I sometimes feel the same way about data. What if I could understand a raw dataset at a glance? If I were in a competition to identify farmland from satellite imagery, I’d just look the test set and all the coordinates would magically appear in my head.

This unfortunately isn’t possible, but not everything is lost. I mean, we can’t breathe underwater, but we’ve somehow mapped out the ocean floor.

In the same way, people can’t just look at data and make sense of them, but we’ve made a science out of it. It may not be completely effortlesss, but in its own way, I think it’s magical.

In this lecture, we’ll study some of the fundamental ways we can take complex information, and process it in a way so that it makes sense.

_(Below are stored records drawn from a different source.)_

PR #49291, opened 2023-02-07
[Serializer] Add methods `getSupportedTypes` to allow better performance

tucksaun:
| Q             | A
| ------------- | ---
| Branch?       | 6.3
| Bug fix?      | no
| New feature?  | yes
| Deprecations? | yes (new method in the interfaces, one interface deprecated)
| License       | MIT
| Doc PR        | to be written

The PRs allows normalizers or denormalizers to expose their supported types and the associated cacheability to the Serializer.
With this info,  even if the `supports*` call is not cacheable, the Serializer can skip a ton of method calls to `supports*` improving performance substaintially in some cases:
Screenshot 2023-02-02 at 15 46 49

<details>
 <summary>I found this design while working on a customer project performance (a big app built around API Platform): we reached the point where the slowest part of main application endpoint was `Symfony\Component\Serializer\Serializer::getNormalizer`.</summary>

After some digging, we found out we were experiencing the conjunction of two phenomenons:
- the application is quite complex and returns deep nested and repeating structures, exposing the underlying bottleneck;
- and a lot of custom non-cacheable normalizers.
Because most of the normalizers are not cacheable, the Serializer has to call every normalizer over and over again leading `getNormalizer` to account for 20% of the total wall time:
Screenshot 2023-02-07 at 16 56 02

We first tried to improve cacheability based on context without much success, then an approach similar to #45779 with some success but still feeling this could be faster.
We then thought that even if the `supportsNormalization` could not be cached (because of the context), maybe we could avoid the calls at the origin by letting the `Normalizers` expose the types they support and came to this PR with pretty good results.
</details>

The perfornance improvement was only measured by adapting Symfony's normalizers as well as the project ones, proper third party normalizers updates should improve performance even more.

This should effectively replaces the `CacheableSupportsMethodInterface` as the cacheability can now be returned by `getSupportedTypes`.

PR #49950, opened 2023-04-05
[Serializer] Marking some Normalizer classes as final

tucksaun:
| Q             | A
| ------------- | ---
| Branch?       | 6.3
| Bug fix?      | no
| New feature?  | no
| Deprecations? | yes
| Tickets       | https://github.com/symfony/symfony/pull/49291#pullrequestreview-1306165711
| License       | MIT
| Doc PR        | n/a

As mentioned in https://github.com/symfony/symfony/pull/49291#pullrequestreview-1306165711.

Making those classes final will allow to get rid of all the `__CLASS__ === static::class` for cacheability checks in 7.0

### DIFF
--- a/src/Symfony/Component/Serializer/CHANGELOG.md
+++ b/src/Symfony/Component/Serializer/CHANGELOG.md
@@ -10,7 +10,17 @@ CHANGELOG
  * Make `ProblemNormalizer` give details about `ValidationFailedException` and `PartialDenormalizationException`
  * Deprecate `MissingConstructorArgumentsException` in favor of `MissingConstructorArgumentException`
  * Deprecate `CacheableSupportsMethodInterface` in favor of the new `getSupportedTypes(?string $format)` methods
- * The following Normalizer classes will become final in 7.0: `ObjectNormalizer`
+ * The following Normalizer classes will become final in 7.0:
+   * `ConstraintViolationListNormalizer`
+   * `CustomNormalizer`
+   * `DataUriNormalizer`
+   * `DateIntervalNormalizer`
+   * `DateTimeNormalizer`
+   * `DateTimeZoneNormalizer`
+   * `GetSetMethodNormalizer`
+   * `JsonSerializableNormalizer`
+   * `ObjectNormalizer`
+   * `PropertyNormalizer`
 
 6.2
 ---
--- a/UPGRADE-6.3.md
+++ b/UPGRADE-6.3.md
@@ -117,4 +117,14 @@ Serializer
 
  * Deprecate `MissingConstructorArgumentsException` in favor of `MissingConstructorArgumentException`
  * Deprecate `CacheableSupportsMethodInterface` in favor of the new `getSupportedTypes(?string $format)` methods
- * The following Normalizer classes will become final in 7.0: `ObjectNormalizer`
+ * The following Normalizer classes will become final in 7.0:
+   * `ConstraintViolationListNormalizer`
+   * `CustomNormalizer`
+   * `DataUriNormalizer`
+   * `DateIntervalNormalizer`
+   * `DateTimeNormalizer`
+   * `DateTimeZoneNormalizer`
+   * `GetSetMethodNormalizer`
+   * `JsonSerializableNormalizer`
+   * `ObjectNormalizer`
+   * `PropertyNormalizer`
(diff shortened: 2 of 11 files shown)


src/Symfony/Component/Serializer/Normalizer/ObjectNormalizer.php
```diff
@@ -25,6 +25,8 @@
  * Converts between objects and arrays using the PropertyAccess component.
  *
  * @author Kévin Dunglas <dunglas@gmail.com>
+ *
+ * @final since Symfony 6.3
```
tucksaun: @nicolas-grekas I'm puzzled about this one as it fits into the category of the one we wanted to make final but it is actually extending in the tests.
Also IIRC ApiPlatform also extends it

nicolas-grekas: when it's "since Symfony 6.x" it means we need to keep bc with child classes

tucksaun: yes.
what I mean is that I don't see how we can achieve what is done in 7.0 once this class is final.
so I'm wondering if this makes sense to make it final in the first place?

stof: however, if ApiPlatform extends it, it might make it hard for them to add support for Symfony 7.0. So the reason why it is extended should probably be investigated.

tucksaun: what do you think of removing the change for this specific class and opening another PR for this one where we can discuss about the test cases and ApiPlatform with @dunglas ?

nicolas-grekas: let's do that yes

src/Symfony/Component/Serializer/CHANGELOG.md
```diff
@@ -9,6 +9,17 @@ CHANGELOG
...
+   * `ConstraintViolationListNormalizer`
+   * `CustomNormalizer`
+   * `DataUriNormalizer`
+   * `DateIntervalNormalizer`
+   * `DateTimeNormalizer`
+   * `DateTimeZoneNormalizer`
+   * `GetSetMethodNormalizer`
+   * `JsonSerializableNormalizer`
+   * `ObjectNormalizer`
+   * `PropertyNormalizer`
```
nicolas-grekas, line 23: we need a similar message in UPGRADE-6.3.md

src/Symfony/Component/Serializer/Normalizer/ObjectNormalizer.php
tucksaun: done, see #49953

src/Symfony/Component/Serializer/CHANGELOG.md
tucksaun: added

fabpot (approved):

fabpot:
Thank you @tucksaun.

ninsuo:
Hello peeps,

Since this class is now final, wouldn't it be possible to put `extractAttributes`/`getAttributeValue`/`setAttributeValue`  methods in a trait, to make them reusable?

To give you more context, I've a normalizer that extends `ObjectNormalizer` and supports classes that implement `HasSensitivePropertiesInterface`; it first checks for `#[NullIfNotGranted(role)]` attributes in the object and set unauthorized properties to null, and then calls the parent ObjectNormalizer. 

The whole `PropertyAcces` logic is quite useful and it seems that there are no built-in replacements for them, what's your insights?

Thank you!

Cheers,

ninsuo:
Sorry, wrong PR, going to leave this message into the right ObjectNormalizer's one.

larowlan:
I've got a question about this one, in the docs we say

> The custom name converter can be used by passing it as second parameter of any class extending [AbstractNormalizer](https://github.com/symfony/symfony/blob/6.3/src/Symfony/Component/Serializer/Normalizer/AbstractNormalizer.php), including [GetSetMethodNormalizer](https://github.com/symfony/symfony/blob/6.3/src/Symfony/Component/Serializer/Normalizer/GetSetMethodNormalizer.php) and [PropertyNormalizer](https://github.com/symfony/symfony/blob/6.3/src/Symfony/Component/Serializer/Normalizer/PropertyNormalizer.php):

But now we've marked GetSetMethodNormalizer as final, I assume this will become `final class` in symfony 7.

So what is the new recommended method on that front? And should we update the docs?

tucksaun:
I believe the "including" wording from the sentence is not here to meant "any classes extending GetSetMethodNormalizer or PropertyNormalizer" but more to mention that this statement is true for any classes extending `AbstractNormalizer` and that `GetSetMethodNormalizer` and `PropertyNormalizer` happen to extends `AbstractNormalizer` and so you can pass the name converter to those specific classes.

PR #49952, opened 2023-04-05
[FrameworkBundle] Make private helper methods protected in test traits

loevgaard:
| Q             | A
| ------------- | ---
| Branch?       | 6.3
| Bug fix?      | no
| New feature?  | yes
| Deprecations? | no
| License       | MIT

Making these methods protected instead of private will allow users to use these methods in their own test files (e.g. traits and extended test classes). 

An example of my own application. I wanted to make an assertion that tested if a flash message was shown. It would have been very easy to just copy the existing assertions and just change one line, but because I can't use the `self::getCrawler()` and `self::getClient()` it was much more tedious.

### DIFF
--- a/src/Symfony/Bundle/FrameworkBundle/Test/BrowserKitAssertionsTrait.php
+++ b/src/Symfony/Bundle/FrameworkBundle/Test/BrowserKitAssertionsTrait.php
@@ -156,7 +156,7 @@ trait BrowserKitAssertionsTrait
         self::assertThat(self::getClient(), $constraint, $message);
     }
 
-    private static function getClient(AbstractBrowser $newClient = null): ?AbstractBrowser
+    protected static function getClient(AbstractBrowser $newClient = null): ?AbstractBrowser
     {
         static $client;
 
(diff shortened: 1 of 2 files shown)


lyrixx:
You can import theses trait directly in your test. Does that solves your issue?

lyrixx:
You can import theses trait directly in your test. Does that solves your issue?

stof:
The benefit of keeping them private is that using the trait in your testcase does not automatically expose those methods to your child classes (in which case they become part of your own API to be covered by BC for child classes). And you can still choose to make those methods protected when using the trait if you want to expose such protected APIs.

Note that private methods of a trait **are** usable by the class using the trait. They are private to the user of the trait, not to the trait itself (traits are just compiler-assisted copy/paste)

stof:
For now, I'm -1 on that change. I don't see a good reason to do it but I see some drawbacks (see my previous comment).
To me, the actual reason for opening this PR is a misunderstanding of what private visibility actually means in a trait.

loevgaard:
> You can import theses trait directly in your test. Does that solves your issue?

This was in fact my first action, but my IDE complained. At least I thought it did because I just did it again based on your comments, and it worked.

Sorry for wasting your time, guys!

Have a great evening!

PR #49953, opened 2023-04-05
[Serializer] Mark `ObjectNormalizer` as final for 7.0

tucksaun:
| Q             | A
| ------------- | ---
| Branch?       | 6.3
| Bug fix?      | no
| New feature?  | no
| Deprecations? | yes
| Tickets       | https://github.com/symfony/symfony/pull/49291#pullrequestreview-1306165711
| License       | MIT
| Doc PR        | none

Extracted from #49950 and related to https://github.com/symfony/symfony/pull/49291#pullrequestreview-1306165711

### DIFF
--- a/UPGRADE-6.3.md
+++ b/UPGRADE-6.3.md
@@ -112,3 +112,4 @@ Serializer
 
  * Deprecate `MissingConstructorArgumentsException` in favor of `MissingConstructorArgumentException`
  * Deprecate `CacheableSupportsMethodInterface` in favor of the new `getSupportedTypes(?string $format)` methods
+ * The following Normalizer classes will become final in 7.0: `ObjectNormalizer`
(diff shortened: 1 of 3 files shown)


tucksaun:
Friendly ping @dunglas @soyuka as this small change would actually affect ApiPlatform's [DocumentNormalizer](https://github.com/api-platform/core/blob/ccef472cade42b189fa8cb7793e27fad1349e289/src/Elasticsearch/Serializer/DocumentNormalizer.php#L24)
Looks to me like ApiPlatform could go with decoration instead?

soyuka:
Indeed IMO this is a mistake from us, we should've used the AbstractObjectNormalizer instead. :+1: on making this class final!

derrabus (approved):

fabpot (approved):

fabpot:
Thank you @tucksaun.

ninsuo:
Hello peeps,

Since this class is now final, wouldn't it be possible to put extractAttributes/getAttributeValue/setAttributeValue methods in a trait, to make them reusable?

To give you more context, I've a normalizer that extends ObjectNormalizer and supports classes that implement HasSensitivePropertiesInterface; it first checks for #[NullIfNotGranted(role)] attributes in the object and set unauthorized properties to null, and then calls the parent ObjectNormalizer.

The whole PropertyAcces logic is quite useful and it seems that there are no built-in replacements for them, what's your insights?

Thank you!

Cheers,

---

Okey, the solution is to inject it instead of extending it.
Injecting the ObjectNormalizer into my normalizer, and calling it instead does the job.
I've the head in the handlebars and can't see such easy solutions 😅

PR #49965, opened 2023-04-06
Scheduler/retries and failures

tucksaun:
| Q             | A
| ------------- | ---
| Branch?       | 6.3
| Bug fix?      | subjective
| New feature?  | yes
| Deprecations? | no
| Tickets       | Related to #49804
| License       | MIT
| Doc PR        | Can be directly integrated into https://github.com/symfony/symfony-docs/issues/18067

Right now the handling of failures happening during Scheduled Messages handling is not great (see #49804).
#49964 allows one to be notified of errors and save failed messages if a failure transport is configured.

But one might want to have messages retried automatically which is not possible at the moment.
There are two approaches to this:
- either we do nothing and one is encouraged to use `RedispatchMessage` to ensure retry happens when necessary on a transport supporting retries
- or we allow a user to specify which transport should be used for retries, leveraging in memory for simple use cases.

This PR is an attempt at the second approach.
It allows one to define the scheduler transport with a retry option to the DSN:
```yaml
framework:
    messenger:
        transports:
             scheduler_default: 'schedule://default?retry=async'
```
In case of failure when Messenger tries to send the message to ScheduleTransport it will then actually forward the envelope to the specified transport which will then be picked up by regular consumers.
For simple use cases, one can use the `'schedule://default?retry` that will use the in-memory transport and the SchedulerTransport will then pick them up once available after the retry delay.

/cc @kbond @fabpot

### DIFF
--- a/src/Symfony/Bundle/FrameworkBundle/Resources/config/scheduler.php
+++ b/src/Symfony/Bundle/FrameworkBundle/Resources/config/scheduler.php
@@ -18,6 +18,7 @@ return static function (ContainerConfigurator $container) {
         ->set('scheduler.messenger_transport_factory', SchedulerTransportFactory::class)
             ->args([
                 tagged_locator('scheduler.schedule_provider', 'name'),
+                tagged_locator('messenger.receiver', 'alias'),
                 service('clock'),
             ])
             ->tag('messenger.transport_factory')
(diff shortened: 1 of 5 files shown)


tucksaun:
Closing per https://github.com/symfony/symfony/pull/49964#issuecomment-1500381545 and https://github.com/symfony/symfony/pull/49964#issuecomment-1500383698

A good mathematical analogy for this process of compressing information is coin flipping. The binomial distribution is a kind of slacker genius, all these outcomes can be flying at it, but it ignores everything except the proportion of outcomes that come up heads. But you can’t blame it, because that’s all you need in order to solve downstream inference tasks.

We need to cary this idea further, this idea that you should capture what is essential, and throw away the rest. Fortunately, there are whole theories built around it. In statistics, it’s called sufficiency, and in deep learning it’s called memory and attention. No matter what you call it, the basic point is the same: good models compress data, whether it’s coin flips into the proportion of heads, or half a terabyte of satellite imagery into a several megabyte neural network.

Next, recurrent neural networks.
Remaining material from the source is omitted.